═════ Exercise materials

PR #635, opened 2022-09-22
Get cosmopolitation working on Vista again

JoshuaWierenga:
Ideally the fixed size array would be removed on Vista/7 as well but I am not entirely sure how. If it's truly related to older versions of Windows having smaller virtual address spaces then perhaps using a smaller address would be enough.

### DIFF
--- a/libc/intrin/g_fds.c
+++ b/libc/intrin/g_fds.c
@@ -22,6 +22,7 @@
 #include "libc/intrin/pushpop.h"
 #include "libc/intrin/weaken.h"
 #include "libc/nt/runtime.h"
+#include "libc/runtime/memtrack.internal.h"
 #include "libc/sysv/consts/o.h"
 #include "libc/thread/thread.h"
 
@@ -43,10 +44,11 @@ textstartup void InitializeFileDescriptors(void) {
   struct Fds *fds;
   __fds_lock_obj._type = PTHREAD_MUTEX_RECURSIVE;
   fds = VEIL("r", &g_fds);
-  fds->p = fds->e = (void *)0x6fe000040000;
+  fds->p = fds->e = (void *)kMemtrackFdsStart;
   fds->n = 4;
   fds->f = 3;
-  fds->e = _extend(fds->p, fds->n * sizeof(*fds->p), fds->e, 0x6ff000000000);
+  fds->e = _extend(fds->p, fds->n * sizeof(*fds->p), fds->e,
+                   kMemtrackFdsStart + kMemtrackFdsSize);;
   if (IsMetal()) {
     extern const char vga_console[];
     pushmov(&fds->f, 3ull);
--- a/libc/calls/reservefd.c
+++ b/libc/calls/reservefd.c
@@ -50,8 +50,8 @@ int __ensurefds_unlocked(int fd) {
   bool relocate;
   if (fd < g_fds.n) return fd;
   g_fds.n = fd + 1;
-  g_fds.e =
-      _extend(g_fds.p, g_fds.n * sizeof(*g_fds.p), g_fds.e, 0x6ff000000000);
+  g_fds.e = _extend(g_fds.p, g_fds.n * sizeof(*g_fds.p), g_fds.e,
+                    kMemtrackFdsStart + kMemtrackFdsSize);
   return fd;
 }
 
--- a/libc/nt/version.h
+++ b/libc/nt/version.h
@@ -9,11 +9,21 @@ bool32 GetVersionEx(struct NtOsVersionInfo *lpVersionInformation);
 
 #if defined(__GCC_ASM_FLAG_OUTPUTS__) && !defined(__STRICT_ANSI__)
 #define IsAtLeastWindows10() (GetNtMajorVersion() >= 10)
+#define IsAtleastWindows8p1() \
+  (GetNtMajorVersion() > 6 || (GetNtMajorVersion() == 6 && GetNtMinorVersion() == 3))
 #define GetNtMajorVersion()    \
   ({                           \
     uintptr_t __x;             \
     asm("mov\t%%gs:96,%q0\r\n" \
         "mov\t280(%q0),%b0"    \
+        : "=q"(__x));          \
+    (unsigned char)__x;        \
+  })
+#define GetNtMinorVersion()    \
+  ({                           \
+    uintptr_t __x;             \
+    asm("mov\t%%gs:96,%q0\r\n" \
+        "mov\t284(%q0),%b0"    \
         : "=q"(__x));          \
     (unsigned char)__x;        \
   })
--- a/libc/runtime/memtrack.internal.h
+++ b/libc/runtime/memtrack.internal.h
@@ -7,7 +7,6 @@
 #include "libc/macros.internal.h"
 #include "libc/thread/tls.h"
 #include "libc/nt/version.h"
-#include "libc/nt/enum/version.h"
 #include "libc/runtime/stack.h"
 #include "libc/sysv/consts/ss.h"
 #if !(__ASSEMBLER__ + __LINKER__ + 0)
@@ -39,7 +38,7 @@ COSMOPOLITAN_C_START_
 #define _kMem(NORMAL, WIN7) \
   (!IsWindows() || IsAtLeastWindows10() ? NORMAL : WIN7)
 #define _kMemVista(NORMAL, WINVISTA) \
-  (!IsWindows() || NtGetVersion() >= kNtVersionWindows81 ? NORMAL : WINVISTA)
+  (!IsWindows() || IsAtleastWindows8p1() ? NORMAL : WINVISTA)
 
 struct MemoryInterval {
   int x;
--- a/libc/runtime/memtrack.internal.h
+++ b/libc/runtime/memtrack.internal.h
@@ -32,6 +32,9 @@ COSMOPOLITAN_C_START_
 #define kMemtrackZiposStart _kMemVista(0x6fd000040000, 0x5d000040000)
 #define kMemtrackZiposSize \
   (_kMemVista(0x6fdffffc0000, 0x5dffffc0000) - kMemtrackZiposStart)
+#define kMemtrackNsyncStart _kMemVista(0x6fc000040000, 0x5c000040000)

══════════
═════ Exercise materials

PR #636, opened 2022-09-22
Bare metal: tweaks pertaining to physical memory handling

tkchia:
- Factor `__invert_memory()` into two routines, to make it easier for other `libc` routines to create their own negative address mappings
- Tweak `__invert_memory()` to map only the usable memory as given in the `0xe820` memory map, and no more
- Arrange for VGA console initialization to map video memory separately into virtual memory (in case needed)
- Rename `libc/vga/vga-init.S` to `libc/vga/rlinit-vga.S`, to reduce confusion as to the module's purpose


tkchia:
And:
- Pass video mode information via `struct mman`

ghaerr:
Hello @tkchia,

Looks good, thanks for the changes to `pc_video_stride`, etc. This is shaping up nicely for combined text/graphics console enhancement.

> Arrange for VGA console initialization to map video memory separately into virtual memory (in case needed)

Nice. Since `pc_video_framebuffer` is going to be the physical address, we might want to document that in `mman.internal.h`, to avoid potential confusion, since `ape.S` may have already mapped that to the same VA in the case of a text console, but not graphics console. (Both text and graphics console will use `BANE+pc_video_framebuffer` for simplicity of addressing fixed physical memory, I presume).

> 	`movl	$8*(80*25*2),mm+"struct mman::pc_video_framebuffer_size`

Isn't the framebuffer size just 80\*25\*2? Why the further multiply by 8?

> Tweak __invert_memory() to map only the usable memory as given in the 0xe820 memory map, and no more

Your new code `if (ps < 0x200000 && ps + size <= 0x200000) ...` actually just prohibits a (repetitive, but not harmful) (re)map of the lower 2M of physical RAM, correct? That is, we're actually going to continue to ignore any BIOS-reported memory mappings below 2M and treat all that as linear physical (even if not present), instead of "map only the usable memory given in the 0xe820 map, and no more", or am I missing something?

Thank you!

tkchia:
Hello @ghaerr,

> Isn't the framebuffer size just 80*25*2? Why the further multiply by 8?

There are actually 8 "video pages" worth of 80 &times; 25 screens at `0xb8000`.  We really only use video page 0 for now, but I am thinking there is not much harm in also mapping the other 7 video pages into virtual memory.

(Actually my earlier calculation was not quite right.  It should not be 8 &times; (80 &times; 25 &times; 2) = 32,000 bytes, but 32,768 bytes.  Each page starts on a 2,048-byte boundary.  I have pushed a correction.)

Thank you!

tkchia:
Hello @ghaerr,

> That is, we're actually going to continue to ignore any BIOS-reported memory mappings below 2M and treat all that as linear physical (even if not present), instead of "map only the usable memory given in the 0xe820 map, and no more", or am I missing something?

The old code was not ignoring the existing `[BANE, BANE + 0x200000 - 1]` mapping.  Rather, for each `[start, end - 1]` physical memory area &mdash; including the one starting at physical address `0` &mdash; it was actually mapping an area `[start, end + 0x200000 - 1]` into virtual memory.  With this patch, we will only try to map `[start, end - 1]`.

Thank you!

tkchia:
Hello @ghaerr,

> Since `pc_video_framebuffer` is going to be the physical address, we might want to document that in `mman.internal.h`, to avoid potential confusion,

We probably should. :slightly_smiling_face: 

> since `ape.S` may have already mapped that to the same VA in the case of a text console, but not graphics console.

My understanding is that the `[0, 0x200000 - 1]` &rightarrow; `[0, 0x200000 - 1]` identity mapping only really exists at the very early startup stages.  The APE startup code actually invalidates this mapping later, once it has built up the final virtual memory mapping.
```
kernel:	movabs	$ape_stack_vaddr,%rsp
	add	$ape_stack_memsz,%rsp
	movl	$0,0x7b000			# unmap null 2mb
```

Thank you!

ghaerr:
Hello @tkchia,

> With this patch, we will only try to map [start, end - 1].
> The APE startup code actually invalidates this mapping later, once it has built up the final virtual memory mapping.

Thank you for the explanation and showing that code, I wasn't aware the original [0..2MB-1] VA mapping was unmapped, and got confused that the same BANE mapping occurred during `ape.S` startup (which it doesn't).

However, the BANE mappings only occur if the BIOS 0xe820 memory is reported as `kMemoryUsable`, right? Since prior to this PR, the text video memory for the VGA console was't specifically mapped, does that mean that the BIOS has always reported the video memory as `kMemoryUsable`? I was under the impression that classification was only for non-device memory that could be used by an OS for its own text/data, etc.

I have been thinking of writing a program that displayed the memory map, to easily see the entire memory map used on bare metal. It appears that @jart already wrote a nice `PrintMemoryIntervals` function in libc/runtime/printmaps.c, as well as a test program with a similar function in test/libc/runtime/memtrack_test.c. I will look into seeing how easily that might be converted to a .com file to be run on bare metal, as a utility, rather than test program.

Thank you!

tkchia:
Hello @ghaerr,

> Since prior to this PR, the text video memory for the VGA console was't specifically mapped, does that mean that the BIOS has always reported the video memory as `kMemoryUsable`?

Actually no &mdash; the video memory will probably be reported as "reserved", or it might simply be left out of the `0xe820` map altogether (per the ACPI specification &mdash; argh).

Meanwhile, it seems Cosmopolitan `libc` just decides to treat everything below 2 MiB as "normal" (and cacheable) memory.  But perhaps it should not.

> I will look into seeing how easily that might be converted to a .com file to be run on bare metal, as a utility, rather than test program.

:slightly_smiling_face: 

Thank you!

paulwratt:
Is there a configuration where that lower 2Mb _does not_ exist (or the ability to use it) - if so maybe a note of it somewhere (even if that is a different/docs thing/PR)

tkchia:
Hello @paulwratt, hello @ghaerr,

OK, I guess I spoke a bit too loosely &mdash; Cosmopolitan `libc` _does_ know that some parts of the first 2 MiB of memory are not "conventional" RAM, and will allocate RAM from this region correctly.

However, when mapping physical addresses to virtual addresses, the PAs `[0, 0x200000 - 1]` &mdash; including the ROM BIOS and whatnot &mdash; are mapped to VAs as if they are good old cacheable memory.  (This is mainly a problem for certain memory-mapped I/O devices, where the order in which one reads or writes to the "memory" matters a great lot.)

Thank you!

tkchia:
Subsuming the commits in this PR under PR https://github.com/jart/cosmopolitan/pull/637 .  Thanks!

══════════

- **Problem description**
Return, from the material above, each line holding the string "below".

- **Answer**
Your new code `if (ps < 0x200000 && ps + size <= 0x200000) ...` actually just prohibits a (repetitive, but not harmful) (re)map of the lower 2M of physical RAM, correct? That is, we're actually going to continue to ignore any BIOS-reported memory mappings below 2M and treat all that as linear physical (even if not present), instead of "map only the usable memory given in the 0xe820 map, and no more", or am I missing something?
> That is, we're actually going to continue to ignore any BIOS-reported memory mappings below 2M and treat all that as linear physical (even if not present), instead of "map only the usable memory given in the 0xe820 map, and no more", or am I missing something?
Meanwhile, it seems Cosmopolitan `libc` just decides to treat everything below 2 MiB as "normal" (and cacheable) memory.  But perhaps it should not.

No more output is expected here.